• [Collected data entries]:
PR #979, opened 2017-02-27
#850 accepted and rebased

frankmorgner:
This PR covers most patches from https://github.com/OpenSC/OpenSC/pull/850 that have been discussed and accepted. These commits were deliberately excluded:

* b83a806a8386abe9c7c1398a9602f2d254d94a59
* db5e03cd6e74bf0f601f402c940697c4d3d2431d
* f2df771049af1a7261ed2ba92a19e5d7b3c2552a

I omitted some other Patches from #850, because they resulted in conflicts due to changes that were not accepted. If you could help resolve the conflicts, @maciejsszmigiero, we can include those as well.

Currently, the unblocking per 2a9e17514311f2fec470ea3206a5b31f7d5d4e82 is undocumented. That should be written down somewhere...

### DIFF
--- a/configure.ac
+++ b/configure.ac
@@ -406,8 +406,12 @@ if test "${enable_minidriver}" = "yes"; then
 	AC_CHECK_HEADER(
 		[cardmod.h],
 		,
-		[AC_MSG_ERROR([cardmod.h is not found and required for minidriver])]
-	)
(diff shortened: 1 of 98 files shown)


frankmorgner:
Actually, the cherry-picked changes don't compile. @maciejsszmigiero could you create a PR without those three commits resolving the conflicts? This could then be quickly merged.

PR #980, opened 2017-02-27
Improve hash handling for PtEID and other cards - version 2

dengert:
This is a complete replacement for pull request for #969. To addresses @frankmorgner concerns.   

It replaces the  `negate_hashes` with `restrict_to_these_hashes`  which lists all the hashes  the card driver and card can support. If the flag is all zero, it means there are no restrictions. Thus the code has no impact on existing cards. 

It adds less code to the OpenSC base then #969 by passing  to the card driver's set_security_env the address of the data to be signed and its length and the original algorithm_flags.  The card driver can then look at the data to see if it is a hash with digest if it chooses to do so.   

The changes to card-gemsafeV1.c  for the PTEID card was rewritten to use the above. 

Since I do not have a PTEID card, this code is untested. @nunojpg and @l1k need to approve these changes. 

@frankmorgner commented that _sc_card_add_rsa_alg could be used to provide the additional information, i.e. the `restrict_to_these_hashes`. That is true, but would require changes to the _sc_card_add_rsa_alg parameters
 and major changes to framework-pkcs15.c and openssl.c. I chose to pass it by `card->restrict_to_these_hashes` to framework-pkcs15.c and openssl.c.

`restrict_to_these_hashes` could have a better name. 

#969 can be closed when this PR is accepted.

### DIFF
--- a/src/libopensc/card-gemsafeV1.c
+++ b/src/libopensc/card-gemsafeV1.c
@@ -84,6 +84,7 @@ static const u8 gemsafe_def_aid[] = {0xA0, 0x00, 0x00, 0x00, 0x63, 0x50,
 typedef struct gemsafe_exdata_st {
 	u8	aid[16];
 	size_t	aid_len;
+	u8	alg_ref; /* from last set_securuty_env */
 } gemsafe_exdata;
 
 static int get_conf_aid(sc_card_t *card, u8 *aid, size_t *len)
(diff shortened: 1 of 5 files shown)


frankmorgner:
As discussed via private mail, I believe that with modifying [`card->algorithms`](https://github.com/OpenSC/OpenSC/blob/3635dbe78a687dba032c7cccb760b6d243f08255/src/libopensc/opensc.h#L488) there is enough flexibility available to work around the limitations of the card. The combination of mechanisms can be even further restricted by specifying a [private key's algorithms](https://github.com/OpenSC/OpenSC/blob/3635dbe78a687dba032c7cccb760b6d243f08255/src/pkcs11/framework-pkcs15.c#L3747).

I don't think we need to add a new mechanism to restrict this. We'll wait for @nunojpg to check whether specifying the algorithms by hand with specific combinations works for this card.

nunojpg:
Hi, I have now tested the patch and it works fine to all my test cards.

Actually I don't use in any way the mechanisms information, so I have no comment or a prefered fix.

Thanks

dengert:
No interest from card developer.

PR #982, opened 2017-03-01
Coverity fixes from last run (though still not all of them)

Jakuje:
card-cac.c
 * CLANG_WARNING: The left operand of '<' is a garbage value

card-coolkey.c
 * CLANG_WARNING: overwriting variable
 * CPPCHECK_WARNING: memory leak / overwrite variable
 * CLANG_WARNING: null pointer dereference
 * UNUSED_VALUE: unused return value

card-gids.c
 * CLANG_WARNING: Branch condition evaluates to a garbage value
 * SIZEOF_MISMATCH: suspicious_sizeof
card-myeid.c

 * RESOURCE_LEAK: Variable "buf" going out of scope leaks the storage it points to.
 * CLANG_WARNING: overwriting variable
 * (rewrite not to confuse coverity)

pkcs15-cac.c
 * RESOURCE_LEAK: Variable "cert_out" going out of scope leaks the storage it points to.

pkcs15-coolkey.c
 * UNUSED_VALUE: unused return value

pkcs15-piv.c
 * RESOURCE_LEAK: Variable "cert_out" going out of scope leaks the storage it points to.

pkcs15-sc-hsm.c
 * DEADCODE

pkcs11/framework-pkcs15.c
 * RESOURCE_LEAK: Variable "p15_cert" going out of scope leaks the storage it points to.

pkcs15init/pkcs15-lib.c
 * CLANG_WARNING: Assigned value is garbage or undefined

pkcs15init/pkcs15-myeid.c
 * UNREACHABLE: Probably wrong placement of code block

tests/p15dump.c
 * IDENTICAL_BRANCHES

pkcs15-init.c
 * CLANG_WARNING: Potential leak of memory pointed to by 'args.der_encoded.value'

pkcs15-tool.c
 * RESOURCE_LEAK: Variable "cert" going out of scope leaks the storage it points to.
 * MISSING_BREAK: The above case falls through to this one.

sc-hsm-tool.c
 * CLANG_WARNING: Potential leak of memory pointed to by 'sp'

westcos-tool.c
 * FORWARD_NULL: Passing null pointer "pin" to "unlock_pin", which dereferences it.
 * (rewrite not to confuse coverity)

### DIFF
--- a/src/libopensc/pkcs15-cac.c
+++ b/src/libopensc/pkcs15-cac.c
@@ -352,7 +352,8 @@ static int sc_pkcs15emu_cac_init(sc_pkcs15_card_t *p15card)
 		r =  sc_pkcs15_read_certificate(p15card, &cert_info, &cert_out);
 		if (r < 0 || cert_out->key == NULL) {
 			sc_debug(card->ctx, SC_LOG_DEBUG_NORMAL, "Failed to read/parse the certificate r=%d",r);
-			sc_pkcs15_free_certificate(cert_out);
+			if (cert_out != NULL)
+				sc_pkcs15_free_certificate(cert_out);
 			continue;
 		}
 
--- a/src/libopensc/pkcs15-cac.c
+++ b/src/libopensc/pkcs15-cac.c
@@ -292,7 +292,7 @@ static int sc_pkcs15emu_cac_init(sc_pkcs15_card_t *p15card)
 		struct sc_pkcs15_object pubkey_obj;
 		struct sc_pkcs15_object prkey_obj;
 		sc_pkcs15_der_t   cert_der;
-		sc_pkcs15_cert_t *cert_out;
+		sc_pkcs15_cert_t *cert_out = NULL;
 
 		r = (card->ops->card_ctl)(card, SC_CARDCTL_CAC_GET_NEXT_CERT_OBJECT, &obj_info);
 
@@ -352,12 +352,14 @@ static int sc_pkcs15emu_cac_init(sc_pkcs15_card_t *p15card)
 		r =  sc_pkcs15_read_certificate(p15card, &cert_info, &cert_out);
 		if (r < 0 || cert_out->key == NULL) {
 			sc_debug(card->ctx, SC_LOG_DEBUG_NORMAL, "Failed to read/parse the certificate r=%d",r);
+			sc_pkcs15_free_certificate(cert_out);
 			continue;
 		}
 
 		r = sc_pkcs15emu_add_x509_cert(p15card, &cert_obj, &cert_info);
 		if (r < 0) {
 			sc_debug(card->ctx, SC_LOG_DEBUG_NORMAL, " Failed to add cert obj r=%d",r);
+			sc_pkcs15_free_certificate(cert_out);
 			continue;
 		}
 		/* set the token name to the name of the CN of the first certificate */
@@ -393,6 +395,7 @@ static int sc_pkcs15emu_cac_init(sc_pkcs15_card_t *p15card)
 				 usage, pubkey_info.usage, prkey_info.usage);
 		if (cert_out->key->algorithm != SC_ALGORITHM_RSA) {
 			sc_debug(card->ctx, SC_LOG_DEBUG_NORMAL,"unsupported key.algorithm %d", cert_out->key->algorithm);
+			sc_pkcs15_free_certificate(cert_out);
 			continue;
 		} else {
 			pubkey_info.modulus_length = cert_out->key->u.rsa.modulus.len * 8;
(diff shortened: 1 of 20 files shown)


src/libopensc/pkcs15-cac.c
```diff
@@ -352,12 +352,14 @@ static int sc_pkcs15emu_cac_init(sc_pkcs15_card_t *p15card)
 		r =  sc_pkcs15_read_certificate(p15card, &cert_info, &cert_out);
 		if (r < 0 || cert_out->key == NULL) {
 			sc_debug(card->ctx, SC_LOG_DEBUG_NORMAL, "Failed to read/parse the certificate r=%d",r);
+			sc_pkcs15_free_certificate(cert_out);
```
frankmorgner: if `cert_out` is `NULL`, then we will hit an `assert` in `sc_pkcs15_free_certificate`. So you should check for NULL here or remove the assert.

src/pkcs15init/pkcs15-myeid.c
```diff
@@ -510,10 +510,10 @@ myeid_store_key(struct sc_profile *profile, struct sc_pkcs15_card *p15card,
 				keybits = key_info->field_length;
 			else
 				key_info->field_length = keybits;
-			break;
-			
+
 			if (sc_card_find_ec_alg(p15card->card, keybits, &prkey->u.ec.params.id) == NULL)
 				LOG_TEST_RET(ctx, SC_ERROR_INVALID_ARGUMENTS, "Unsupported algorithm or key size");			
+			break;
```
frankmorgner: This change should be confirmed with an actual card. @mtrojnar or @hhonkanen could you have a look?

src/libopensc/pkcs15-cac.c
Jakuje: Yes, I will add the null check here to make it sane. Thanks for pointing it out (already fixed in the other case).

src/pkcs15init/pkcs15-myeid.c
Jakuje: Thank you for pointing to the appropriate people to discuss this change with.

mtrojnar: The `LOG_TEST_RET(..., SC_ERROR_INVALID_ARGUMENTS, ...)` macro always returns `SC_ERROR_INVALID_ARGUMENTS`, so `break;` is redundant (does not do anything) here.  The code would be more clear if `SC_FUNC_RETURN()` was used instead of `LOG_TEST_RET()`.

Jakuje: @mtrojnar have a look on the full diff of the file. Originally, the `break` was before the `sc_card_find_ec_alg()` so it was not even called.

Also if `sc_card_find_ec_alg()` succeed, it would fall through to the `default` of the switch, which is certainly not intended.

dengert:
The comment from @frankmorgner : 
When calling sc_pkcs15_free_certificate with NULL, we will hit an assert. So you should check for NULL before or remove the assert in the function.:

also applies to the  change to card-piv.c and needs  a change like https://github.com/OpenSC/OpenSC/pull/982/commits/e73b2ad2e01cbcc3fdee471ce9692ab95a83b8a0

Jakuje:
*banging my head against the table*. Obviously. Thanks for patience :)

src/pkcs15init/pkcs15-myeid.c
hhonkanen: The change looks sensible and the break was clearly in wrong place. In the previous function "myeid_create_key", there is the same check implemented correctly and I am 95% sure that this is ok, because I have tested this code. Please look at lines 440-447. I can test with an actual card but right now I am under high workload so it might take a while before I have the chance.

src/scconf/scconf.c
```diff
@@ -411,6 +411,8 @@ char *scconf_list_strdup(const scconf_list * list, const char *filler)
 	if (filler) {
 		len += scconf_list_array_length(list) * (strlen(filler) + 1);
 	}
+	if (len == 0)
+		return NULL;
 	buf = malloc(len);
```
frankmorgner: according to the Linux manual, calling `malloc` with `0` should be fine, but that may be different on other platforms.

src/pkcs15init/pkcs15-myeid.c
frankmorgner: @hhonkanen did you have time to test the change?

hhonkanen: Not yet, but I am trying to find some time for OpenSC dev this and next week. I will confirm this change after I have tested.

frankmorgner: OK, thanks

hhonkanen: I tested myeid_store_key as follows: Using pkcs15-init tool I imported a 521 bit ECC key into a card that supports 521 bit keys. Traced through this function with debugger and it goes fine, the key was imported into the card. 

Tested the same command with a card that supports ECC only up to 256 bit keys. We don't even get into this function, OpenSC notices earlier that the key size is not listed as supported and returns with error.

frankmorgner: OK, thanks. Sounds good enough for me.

• [Description of the task]: Reproduce exactly the lines above from the line with "pkcs15-coolkey.c" to the line with "pkcs15init/pkcs15-lib.c", including both, and add nothing.

• [Response]:
pkcs15-coolkey.c
 * UNUSED_VALUE: unused return value

pkcs15-piv.c
 * RESOURCE_LEAK: Variable "cert_out" going out of scope leaks the storage it points to.

pkcs15-sc-hsm.c
 * DEADCODE

pkcs11/framework-pkcs15.c
 * RESOURCE_LEAK: Variable "p15_cert" going out of scope leaks the storage it points to.

pkcs15init/pkcs15-lib.c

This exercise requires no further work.